If I said, “People with eating disorders worry about fat,” you’d probably ask me what rock I’d just crawled out from under. Usually, the gateway to an eating disorder is a fear of fat -- and a diet (followed by the next and the next and every other behavior meant to get rid of fat). Given that eating disorders are far more complicated than a desire for thinness, and brain and biological factors also play a role, still the more anti-obesity craziness, the more fertile ground for a latent eating disorder.
So we have to ponder the truth about obesity. Is it really the severe health crisis the public health sector has been decrying?
The jury is once again deliberating. Today, the prestigious Archives of Internal Medicine, published a surprise: Fat itself is not the culprit in heart disease, diabetes and a long list of related public health woes. In turns out that some obese individuals do not appear to have an increased risk for heart disease, while some normal-weight individuals do.
More specifically, Rachel P. Wildman, Ph.D., of the Albert Einstein College of Medicine, Bronx, N.Y., and colleagues tapped 5,440 individuals participating in the National Health and Nutritional Examination Surveys between 1999 and 2004. After assessing the volunteers’ body weight and cardiometabolic status (including high blood pressure, elevated triglycerides hyperlink and low high-density lipoprotein or “good” cholesterol), the researchers found that thinness doesn’t necessarily mean healthiness.
Nearly one fourth of normal-weight adults were metabolically abnormal, meaning they were at risk for heart problems and diabetes. Meanwhile, half of overweight adults and nearly a third of obese adults were metabolically healthy.
Digging a little deeper, the researchers found that people whose weight was normal but cardiometabolism abnormal tended to be older, less physically active and have larger waists than healthy normal-weight individuals. At the same time, obese individuals with no metabolic abnormalities were more likely to be younger, black, more physically active and have smaller waists than those with metabolic risk factors.

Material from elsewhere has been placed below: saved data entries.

PR #6962, opened 2022-05-24
Regression Fix: W-1179558 -- Missing State value when State & Country Picklists are enabled

force2b:
Work Item: [W-1179558](https://gus.lightning.force.com/lightning/r/ADM_Work__c/a07EE00000xRsWUYA0/view)

# Critical Changes

# Changes

- Fix a bug that caused the BillingState and BillingCountry fields on the Account to appear as null when State & Country Picklists are enabled, and a new Contact with an Address is created.

# Issues Closed

# Community Ideas Delivered

# New Metadata

# Deleted Metadata

### DIFF
--- a/force-app/main/default/classes/NPSP_Address.cls
+++ b/force-app/main/default/classes/NPSP_Address.cls
@@ -341,6 +341,13 @@ public inherited sharing class NPSP_Address implements IAddress {
         address.Geolocation__Latitude__s = (Decimal) getSObjectField(sobjSrc, fieldPrefixSrc, 'Latitude');
         address.Geolocation__Longitude__s = (Decimal) getSObjectField(sobjSrc, fieldPrefixSrc, 'Longitude');
 
+        if (orgConfig.isStateCountryPicklistsEnabled()) {
+            if (address.MailingCountry__c == null && getSObjectField(sobjSrc, fieldPrefixSrc, 'CountryCode') != null) {
+                address.MailingState__c = (String) getSObjectField(sobjSrc, fieldPrefixSrc, 'StateCode');
+                address.MailingCountry__c = (String) getSObjectField(sobjSrc, fieldPrefixSrc, 'CountryCode');
+            }
+        }
+
         // if specified, also include Address Type
         if (addrType != null) {
             address.Address_Type__c = addrType;
--- a/force-app/main/default/classes/NPSP_Address.cls
+++ b/force-app/main/default/classes/NPSP_Address.cls
@@ -342,12 +342,8 @@ public inherited sharing class NPSP_Address implements IAddress {
         address.Geolocation__Longitude__s = (Decimal) getSObjectField(sobjSrc, fieldPrefixSrc, 'Longitude');
 
         if (orgConfig.isStateCountryPicklistsEnabled()) {
-            if (address.MailingCountry__c == null && getSObjectField(sobjSrc, fieldPrefixSrc, 'CountryCode') != null) {
-                address.MailingCountry__c = (String) getSObjectField(sobjSrc, fieldPrefixSrc, 'CountryCode');
-            }
-            if (getSObjectField(sobjSrc, fieldPrefixSrc, 'StateCode') != null) {
-                address.MailingState__c = (String) getSObjectField(sobjSrc, fieldPrefixSrc, 'StateCode');
-            }
+            populateAddressCountryFromCountryCode(sobjSrc, fieldPrefixSrc);
+            populateAddressStateFromStateCode(sobjSrc, fieldPrefixSrc);
         }
 
         // if specified, also include Address Type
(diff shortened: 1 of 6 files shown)


force-app/main/service/AddressService.cls
```diff
@@ -151,8 +155,18 @@ public inherited sharing class AddressService {
...
         sobjDst.put(strFieldPrefix + 'Longitude', addr.Geolocation__Longitude__s);
-        sobjDst.put(strFieldPrefix + 'State', addr.MailingState__c);
-        sobjDst.put(strFieldPrefix + 'Country', addr.MailingCountry__c);
+        String countryField = 'Country';
+        String stateField = 'State';
+        if (orgConfig.isStateCountryPicklistsEnabled()) {
+            if (addr.MailingCountry__c != null && addr.MailingCountry__c.length() <= 3) {
+                countryField = 'CountryCode';
+            }
+            if (addr.MailingState__c != null && addr.MailingState__c.length() == 2) {
```
lparrott, line 164: This is a replacement for relying on the Describe call to all State values, which lead to a bug when two countries have the same state code value... what else can we do to determine if the Address contains a Code vs a full name?

force-app/main/service/AddressService.cls
```diff
@@ -151,8 +155,18 @@ public inherited sharing class AddressService {
         sobjDst.put(strFieldPrefix + 'PostalCode', addr.MailingPostalCode__c);
         sobjDst.put(strFieldPrefix + 'Latitude', addr.Geolocation__Latitude__s);
         sobjDst.put(strFieldPrefix + 'Longitude', addr.Geolocation__Longitude__s);
-        sobjDst.put(strFieldPrefix + 'State', addr.MailingState__c);
-        sobjDst.put(strFieldPrefix + 'Country', addr.MailingCountry__c);
+        String countryField = 'Country';
+        String stateField = 'State';
+        if (orgConfig.isStateCountryPicklistsEnabled()) {
+            if (addr.MailingCountry__c != null && addr.MailingCountry__c.length() <= 3) {
```
force2b, line 161: Out of curiosity, why `<= 3`? I'm pretty sure country codes are always 2 characters ([link](https://help.salesforce.com/s/articleView?id=sf.admin_state_country_picklists_standard_countries.htm&type=5))

force-app/main/default/classes/NPSP_Address.cls
```diff
@@ -341,6 +341,15 @@ public inherited sharing class NPSP_Address implements IAddress {
         address.Geolocation__Latitude__s = (Decimal) getSObjectField(sobjSrc, fieldPrefixSrc, 'Latitude');
         address.Geolocation__Longitude__s = (Decimal) getSObjectField(sobjSrc, fieldPrefixSrc, 'Longitude');
 
+        if (orgConfig.isStateCountryPicklistsEnabled()) {
```
dfuller114, line 344: It seems a little strange that we allow the MailingState and MailingCountry on the address to potentially have a value copied to it in the above block, and then override that value with setting another value in this `if` block. And with the country code null check below, that would mean the country code wouldn't be copied to the address if it already has a value, even if it's not the country code

force-app/main/service/AddressService.cls
dfuller114, line 161: This may have been what we were doing before, but we are already checking in SCP are enabled at this point, so we should just check if the value in the address field is a valid state/country code or not and set it if it's a valid code. which I believe would require a describe on the state/country picklists. It's heavier-handed performance wise but more reliable than checking length

dfuller114 (commented):
added some initial comments

force-app/main/service/AddressService.cls
lparrott: Those are defaults, but 3 character codes also exist: [List of ISO 3166 country codes](https://en.wikipedia.org/wiki/List_of_ISO_3166_country_codes)

force-app/main/default/classes/NPSP_Address.cls
lparrott: Want to take another look now that we've reverted this logic?

force-app/main/service/AddressService.cls
```diff
@@ -63,6 +63,10 @@ public inherited sharing class AddressService {
         sobjDst.put(strFieldPrefixDst + 'Country', sobjSrc.get(strFieldPrefixSrc + 'Country'));
         sobjDst.put(strFieldPrefixDst + 'Latitude', sobjSrc.get(strFieldPrefixSrc + 'Latitude'));
         sobjDst.put(strFieldPrefixDst + 'Longitude', sobjSrc.get(strFieldPrefixSrc + 'Longitude'));
+        if (orgConfig.isStateCountryPicklistsEnabled()) {
+            sobjDst.put(strFieldPrefixDst + 'StateCode', sobjSrc.get(strFieldPrefixSrc + 'StateCode'));
```
npsp-reedestockton, line 67: Do we still want to do this after the code reversion???

lparrott: Yes, this method is for Contact <-> Account and Vice Versa, and we need as much information as possible when we eventually create NPSP Addresses.

npsp-reedestockton (approved):

lparrott (approved):

PR #6973, opened 2022-06-06
[W-10969589 - W-11055239] - Processed Payment Method

gerardorodriguezsf:
# Technical Design Review
[[Technical Design Review] W-10969589 - NPSP](https://salesforce.quip.com/Rs9uAhUVZMRp)

# Changes
- Updated Recurring Donations LWC and apex classes to show the processed payment data
- Updated apex classes to stop the method to get Recurring Donation records  and return an empty list if the RD2 feature is not enabled.

# Work Closed
[W-10969589](https://gus.lightning.force.com/a07EE00000uWnJnYAK)
[W-11055239](https://gus.lightning.force.com/a07EE00000vnCfHYAU)


force-app/main/default/classes/RD2_ETableController.cls
```diff
@@ -185,6 +189,7 @@ public with sharing class RD2_ETableController {
     * @author Salesforce.org
     * @date 2022
     * @description process Recurring Donation record to build the status string.
+    * @param recurringDonation recurring dontation record
```
JoseRossiSF, line 192: Minor typo: donation*

force-app/main/default/classes/RD2_ETableController.cls
```diff
@@ -207,6 +212,32 @@ public with sharing class RD2_ETableController {
         return status;
     }
 
+    /** 
+    * @author Salesforce.org
+    * @date 2022
+    * @description process Recurring Donation record to build the status string.
```
JoseRossiSF, line 218: Shouldn't the description state that the "payment method" string is being built instead of the "status" string?

force-app/main/default/classes/RD2_ETableController.cls
```diff
@@ -219,7 +250,13 @@ public with sharing class RD2_ETableController {
             npe03__Recurring_Donation__c.npe03__Installment_Period__c,
             npe03__Recurring_Donation__c.InstallmentFrequency__c,
             npe03__Recurring_Donation__c.Day_of_Month__c,
-            npe03__Recurring_Donation__c.Status__c
+            npe03__Recurring_Donation__c.Status__c,
+            npe03__Recurring_Donation__c.CommitmentId__c,
```
lparrott, line 254: Requiring these permissions for non-Elevate customers will cause issues. I would either solve this by not showing those fields if they don't have permission, or doing a separate permission check for Elevate orgs.

lparrott (changes requested):

force-app/main/default/classes/RD2_ETableController.cls
gerardorodriguezsf: Fixed

force-app/main/default/classes/RD2_ETableController.cls
gerardorodriguezsf: @lparrott We will work with both Elevate and Non-Elevate Enhanced Recurring Donations. I still not installed Elevate in my NPSP dev org, I only installed RD2 to it. I believe these fields are part of RD2. Do you have a list of fields to check for permissions only if Elevate is installed?

lparrott: The following fields are only used by customers that have Elevate, so other customers will most likely not have access to them: `CommitmentId__c, CardLast4__c, CardExpirationYear__c, CardExpirationMonth__c, ACH_Last_4__c`

gerardorodriguezsf: Based on [W-11055239](https://gus.lightning.force.com/a07EE00000vnCfHYAU) I updated the method to check if it has enabled the RD2 fields using the method RD2_EnablementService.isRecurringDonations2Enabled, in case it's not enabled it will just return an empty list, otherwise it will perform the current flow to check the permissions, etc.
So, if the RD2 is not enabled, it will not check these fields added when RD2 is enabled.

lparrott: That still won't work, customers can have RD2 enabled, but not Elevate. You could check if `CommitmentId__c` is **not** null, and if so the org must be Elevate connected, then change the permissions check based on that?

lparrott: I see the miscommunication now: just because a field exists in a Salesforce org, doesn't mean the current User has access to it, that's why we do Permission checks. With this check, you are requiring Users to have access to Elevate fields, which most of our customers will not have access to, preventing them from viewing the table.

gerardorodriguezsf: @lparrott Great! now I see it. I update some points:
- It will check Elevate field permissions only if GE_GiftEntryController.isElevateCustomer() is true.
- It will work with Elevate fields only if GE_GiftEntryController.isElevateCustomer() is true.

lparrott (approved):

So, it’s not obesity, per se, that puts a person at risk for heart problems and diabetes. It’s more likely “the behavioral, hormonal or biochemical and genetic mechanisms underlying these differential metabolic responses to body sizes,” the authors write.
Indeed, the lesson for those grappling with eating disorders is that it’s not fat alone that's bad. It's also the diets, fasts and subsequent binges and overeating – not to mention our bodies’ genetics and natural make-up. The combination of who we are and what we do dictate our good or bad health. Perhaps if our society held to a balanced, realistic picture of fat, people with eating disorders wouldn’t demonize it so much. And do such drastic behaviors in the quest to get rid of it.
Note: A second study of 314 individuals, published in the same Archives issue, bore a similar finding. Norbert Stefan, M.D., and colleagues at the University of Tübingen, Germany measured body fat and sensitivity to insulin action (a protector against diabetes) and thus identified a group of obese individuals who were not resistant to insulin. The researchers dubbed them as having “metabolically-benign obesity” and went one step further to suggest that their obesity protected against insulin resistance and atherosclerosis. In seems the placement of their fat (in the liver) rather than the amount of it seemed to equate most with potential health problems.